**Directions:** Which lines of the records hold the string "cache"? Report only how many of them there are.

[Recorded data]
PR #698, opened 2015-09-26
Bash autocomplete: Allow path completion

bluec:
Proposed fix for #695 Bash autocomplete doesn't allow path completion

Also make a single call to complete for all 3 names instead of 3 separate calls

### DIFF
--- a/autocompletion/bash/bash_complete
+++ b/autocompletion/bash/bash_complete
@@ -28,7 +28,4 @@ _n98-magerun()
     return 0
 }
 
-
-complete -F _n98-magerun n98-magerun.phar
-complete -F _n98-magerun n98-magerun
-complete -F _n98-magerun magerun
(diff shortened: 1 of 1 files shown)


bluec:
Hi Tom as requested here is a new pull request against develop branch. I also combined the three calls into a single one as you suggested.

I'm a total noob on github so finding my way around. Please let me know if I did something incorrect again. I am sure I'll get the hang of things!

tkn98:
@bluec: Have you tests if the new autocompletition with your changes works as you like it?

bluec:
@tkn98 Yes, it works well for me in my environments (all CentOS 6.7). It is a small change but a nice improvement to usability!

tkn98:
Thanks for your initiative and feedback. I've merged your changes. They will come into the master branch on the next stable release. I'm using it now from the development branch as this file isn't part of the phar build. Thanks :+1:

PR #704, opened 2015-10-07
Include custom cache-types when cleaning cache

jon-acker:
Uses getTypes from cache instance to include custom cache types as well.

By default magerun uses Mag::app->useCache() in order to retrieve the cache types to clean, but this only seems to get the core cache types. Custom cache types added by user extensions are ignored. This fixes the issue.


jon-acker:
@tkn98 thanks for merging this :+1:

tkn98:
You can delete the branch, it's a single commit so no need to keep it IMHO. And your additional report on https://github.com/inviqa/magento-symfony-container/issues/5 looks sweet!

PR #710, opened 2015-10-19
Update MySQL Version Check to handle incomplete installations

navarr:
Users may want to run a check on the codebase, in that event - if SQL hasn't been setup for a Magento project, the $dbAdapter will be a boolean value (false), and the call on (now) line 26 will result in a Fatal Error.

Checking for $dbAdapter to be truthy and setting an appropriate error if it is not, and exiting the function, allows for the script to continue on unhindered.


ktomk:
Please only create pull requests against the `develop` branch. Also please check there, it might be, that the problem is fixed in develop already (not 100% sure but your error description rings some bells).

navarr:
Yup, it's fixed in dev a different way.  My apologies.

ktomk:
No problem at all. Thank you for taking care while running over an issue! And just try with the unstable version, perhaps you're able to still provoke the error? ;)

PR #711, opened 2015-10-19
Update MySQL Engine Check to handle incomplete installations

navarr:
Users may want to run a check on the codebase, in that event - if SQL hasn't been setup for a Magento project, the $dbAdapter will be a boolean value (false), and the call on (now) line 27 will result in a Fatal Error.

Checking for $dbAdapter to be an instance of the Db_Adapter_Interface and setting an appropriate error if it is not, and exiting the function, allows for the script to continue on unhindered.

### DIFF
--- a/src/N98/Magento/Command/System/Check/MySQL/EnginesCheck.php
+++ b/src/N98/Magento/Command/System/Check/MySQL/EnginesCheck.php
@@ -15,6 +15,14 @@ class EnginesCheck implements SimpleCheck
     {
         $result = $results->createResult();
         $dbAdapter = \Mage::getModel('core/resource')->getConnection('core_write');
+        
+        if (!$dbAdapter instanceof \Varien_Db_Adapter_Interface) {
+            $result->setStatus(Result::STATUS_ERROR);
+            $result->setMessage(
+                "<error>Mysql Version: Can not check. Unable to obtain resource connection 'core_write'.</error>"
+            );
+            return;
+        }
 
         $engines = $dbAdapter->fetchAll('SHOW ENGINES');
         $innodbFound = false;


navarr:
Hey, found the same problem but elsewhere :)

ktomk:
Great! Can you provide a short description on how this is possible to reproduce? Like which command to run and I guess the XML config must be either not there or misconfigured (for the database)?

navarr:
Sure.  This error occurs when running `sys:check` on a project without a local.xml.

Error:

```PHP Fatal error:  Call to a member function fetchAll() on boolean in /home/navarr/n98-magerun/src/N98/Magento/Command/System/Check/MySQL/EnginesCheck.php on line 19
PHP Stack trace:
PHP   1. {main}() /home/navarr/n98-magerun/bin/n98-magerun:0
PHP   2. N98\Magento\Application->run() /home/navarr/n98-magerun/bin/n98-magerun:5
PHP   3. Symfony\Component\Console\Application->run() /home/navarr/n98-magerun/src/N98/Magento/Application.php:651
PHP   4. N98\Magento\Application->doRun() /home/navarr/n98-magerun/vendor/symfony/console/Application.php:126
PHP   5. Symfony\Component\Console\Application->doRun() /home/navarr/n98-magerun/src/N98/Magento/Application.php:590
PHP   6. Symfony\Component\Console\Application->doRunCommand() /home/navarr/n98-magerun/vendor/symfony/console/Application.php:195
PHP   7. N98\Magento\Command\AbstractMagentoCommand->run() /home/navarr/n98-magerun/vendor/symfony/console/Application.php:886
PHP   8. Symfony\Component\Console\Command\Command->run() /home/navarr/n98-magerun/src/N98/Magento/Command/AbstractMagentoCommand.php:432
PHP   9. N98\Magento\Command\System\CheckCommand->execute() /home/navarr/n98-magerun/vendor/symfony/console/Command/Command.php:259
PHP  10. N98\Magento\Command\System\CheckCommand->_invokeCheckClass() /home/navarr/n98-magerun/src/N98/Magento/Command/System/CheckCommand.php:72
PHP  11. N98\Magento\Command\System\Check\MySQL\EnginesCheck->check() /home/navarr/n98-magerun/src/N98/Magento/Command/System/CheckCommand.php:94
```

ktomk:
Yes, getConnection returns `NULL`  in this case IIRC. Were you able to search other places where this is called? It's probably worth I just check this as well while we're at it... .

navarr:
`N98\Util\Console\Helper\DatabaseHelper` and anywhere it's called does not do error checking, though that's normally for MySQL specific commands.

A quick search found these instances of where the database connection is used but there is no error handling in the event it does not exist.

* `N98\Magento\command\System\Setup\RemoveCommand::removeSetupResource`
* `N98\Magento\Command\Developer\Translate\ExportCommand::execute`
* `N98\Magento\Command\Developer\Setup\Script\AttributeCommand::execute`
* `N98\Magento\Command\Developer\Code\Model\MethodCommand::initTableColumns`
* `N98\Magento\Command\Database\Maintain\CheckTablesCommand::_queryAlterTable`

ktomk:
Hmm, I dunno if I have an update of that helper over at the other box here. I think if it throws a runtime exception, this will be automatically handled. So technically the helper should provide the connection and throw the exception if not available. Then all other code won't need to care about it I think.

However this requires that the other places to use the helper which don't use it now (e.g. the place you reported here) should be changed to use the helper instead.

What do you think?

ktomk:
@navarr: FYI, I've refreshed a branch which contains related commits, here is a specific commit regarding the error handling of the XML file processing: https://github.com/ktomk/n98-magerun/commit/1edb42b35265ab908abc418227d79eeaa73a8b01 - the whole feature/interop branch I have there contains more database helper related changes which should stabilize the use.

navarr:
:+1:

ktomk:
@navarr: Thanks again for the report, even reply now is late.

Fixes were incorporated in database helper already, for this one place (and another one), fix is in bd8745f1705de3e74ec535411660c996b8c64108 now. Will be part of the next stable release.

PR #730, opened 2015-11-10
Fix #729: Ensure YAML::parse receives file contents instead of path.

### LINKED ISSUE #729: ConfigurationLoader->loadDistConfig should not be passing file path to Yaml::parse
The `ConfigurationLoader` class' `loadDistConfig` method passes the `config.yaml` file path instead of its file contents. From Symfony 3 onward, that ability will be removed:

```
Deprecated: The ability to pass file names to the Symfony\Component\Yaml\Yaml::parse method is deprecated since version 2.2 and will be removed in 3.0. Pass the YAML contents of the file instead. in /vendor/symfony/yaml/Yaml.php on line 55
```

---

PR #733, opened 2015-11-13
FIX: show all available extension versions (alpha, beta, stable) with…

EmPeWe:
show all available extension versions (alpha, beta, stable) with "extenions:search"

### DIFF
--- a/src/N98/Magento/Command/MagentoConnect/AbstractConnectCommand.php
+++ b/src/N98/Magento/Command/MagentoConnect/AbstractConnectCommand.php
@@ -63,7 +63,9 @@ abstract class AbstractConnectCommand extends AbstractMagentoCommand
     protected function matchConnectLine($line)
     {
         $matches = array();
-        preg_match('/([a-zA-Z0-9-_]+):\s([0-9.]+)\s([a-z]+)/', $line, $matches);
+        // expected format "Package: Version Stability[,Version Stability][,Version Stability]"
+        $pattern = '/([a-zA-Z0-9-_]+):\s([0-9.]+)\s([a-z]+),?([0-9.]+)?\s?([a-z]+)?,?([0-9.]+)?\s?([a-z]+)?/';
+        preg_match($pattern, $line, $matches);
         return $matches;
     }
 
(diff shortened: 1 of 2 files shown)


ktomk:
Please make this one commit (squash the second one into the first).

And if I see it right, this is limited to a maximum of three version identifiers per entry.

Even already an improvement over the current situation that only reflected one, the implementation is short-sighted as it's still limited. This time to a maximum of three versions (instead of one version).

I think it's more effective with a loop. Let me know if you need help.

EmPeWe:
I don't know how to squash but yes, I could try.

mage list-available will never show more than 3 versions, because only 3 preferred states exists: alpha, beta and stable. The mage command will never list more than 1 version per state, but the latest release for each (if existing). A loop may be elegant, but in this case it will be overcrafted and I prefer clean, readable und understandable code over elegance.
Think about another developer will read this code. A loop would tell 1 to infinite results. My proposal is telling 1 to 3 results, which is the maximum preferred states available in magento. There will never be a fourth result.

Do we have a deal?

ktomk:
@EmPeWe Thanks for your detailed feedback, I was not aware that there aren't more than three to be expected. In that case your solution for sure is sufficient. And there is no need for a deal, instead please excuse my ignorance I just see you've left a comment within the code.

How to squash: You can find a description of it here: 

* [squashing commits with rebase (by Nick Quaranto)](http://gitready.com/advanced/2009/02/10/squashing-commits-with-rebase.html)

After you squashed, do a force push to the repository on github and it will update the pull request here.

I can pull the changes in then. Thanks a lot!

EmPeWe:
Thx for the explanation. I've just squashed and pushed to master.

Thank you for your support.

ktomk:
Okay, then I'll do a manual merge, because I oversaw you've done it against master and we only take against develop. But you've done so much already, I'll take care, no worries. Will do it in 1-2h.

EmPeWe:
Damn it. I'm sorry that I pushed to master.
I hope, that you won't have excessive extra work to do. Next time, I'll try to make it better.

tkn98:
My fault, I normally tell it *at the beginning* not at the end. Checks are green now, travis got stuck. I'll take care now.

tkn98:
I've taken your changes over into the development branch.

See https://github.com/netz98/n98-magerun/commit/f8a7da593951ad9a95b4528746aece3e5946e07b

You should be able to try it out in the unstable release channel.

**Your response:** 3